I could (and probably will) upload the SQL onto GitHub, but was wondering if anyone had found a more 'data-centric' way of sharing - maybe a website that makes it easy for users to browse/query/visualise/improve data sets, rather than just giving them a big lump of SQL.
To clarify, I'm looking for a place where I can share the data, rather than a format in which to share it - ideally a data-set equivalent of GitHub/Sourceforge.
The data is relatively small (a few thousand lines of SQL) so the volume should not be an obstacle.
I'm a big fan of Amazon's S3 for stuff like this. And if your data set is interesting enough, maybe you could publish it with InfoChimps.

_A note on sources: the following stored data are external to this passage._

PR #1376, opened 2025-01-23
Run xcbeautify in all workflows

matthewrfennell:
The Github Actions renderer is not useful in these cases since these scripts are not run against PRs. Therefore: just run standard `xcbeautify` with no extra arguments.

I tested, to see if the Github Actions renderer would add the comments to the commit view in Github, but it did not show anything.

I also tested the while loop in updateLocalization to make sure both `pipefail` and the piped command continue to work as expected.


tmolitor-stud-tu (approved):
Great, thanks! :)

PR #1377, opened 2025-01-23
Remove invalid XML characters before sending a message

lissine0:


Monal/Classes/MLXMPPManager.m
```diff
@@ -615,6 +615,16 @@ -(void) disconnectAll
     DDLogVerbose(@"manager disconnecAll done");
 }
 
+-(void) invalidateAllAccountStates
+{
+    NSArray* allAccounts = [[DataLayer sharedInstance] accountList];
+    for(NSDictionary* account in allAccounts)
+    {
+        NSMutableDictionary* dic = [[DataLayer sharedInstance] readStateForAccount:[account objectForKey:kAccountID]];
```
tmolitor-stud-tu: I wanted you to use `nil` as input, e.g. `[xmpp invalidateState:nil];`. Using `invalidateState` with a dictionary containing the state will NOT remove unsent message stanzas from state.

You  should also rename `invalidateAllAccountStates` to `resetAllAccountStates`, because using `nil` will do a full reset like if the account was freshly created.

Invalidating the state won't suffice, because afterwards, Monal will still have that message stanza containing invalid xml chars in its state and try to resend it. Our reset button should clear even that.

Why does invalidate not clean everything? - The invalidate method gets called if the format of the state is changed after an app upgrade (indicated by increasing its internal version number). We want to reset almost everything in that case, but not drop unsent message stanzas because that would result in a potential message loss on app upgrade.

tmolitor-stud-tu (changes requested):
Only one comment. I may be not specific enough on what that debug button should accomplish, I explained it now in more detail. Thanks again for helping out that quick!!

Monal/Classes/MLXMPPManager.m
```diff
@@ -615,6 +615,15 @@ -(void) disconnectAll
...
 }
 
+-(void) resetAllAccountStates
+{
+    NSArray* allAccounts = [[DataLayer sharedInstance] accountList];
+    NSMutableDictionary* dic = [xmpp invalidateState:nil];
+    for(NSDictionary* account in allAccounts)
+    {
+        [[DataLayer sharedInstance] persistState:dic forAccount:[account objectForKey:kAccountID]];
+    }
```
tmolitor-stud-tu:
```suggestion
    for(NSDictionary* account in allAccounts)
        [[DataLayer sharedInstance] persistState:[xmpp invalidateState:nil] forAccount:account[kAccountID]];
```

tmolitor-stud-tu (changes requested):

tmolitor-stud-tu (approved):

I have worked with a lot of data from different companies. Most often this data has been in text delimited data format. The most popular of course being comma separated or tab. Using comma's is often a good choice because MySQL can also export and import CSV. Here is an example:
id, first_name, last_name, address
1, John, Smith, 11222 Stree Name
Google Fusion Tables ticks some of these boxes, although the emphasis seems to be on visualisation (I haven't used it, so this may be unfair). I am also reluctant to commit too heavily to any second-tier Google products these days, since they have a habit of disappearing.
You could export it to XML, that being probably the most compatible data format, although it is rather verbose. Another solution is OData, but this implies hosting the data and the platform that serves the data which may not be desirable.
Sparkfun is another possibility, it seems to be mainly targeted at real-time data sources but they offer free storage and the platform is open-source so you can host your own server.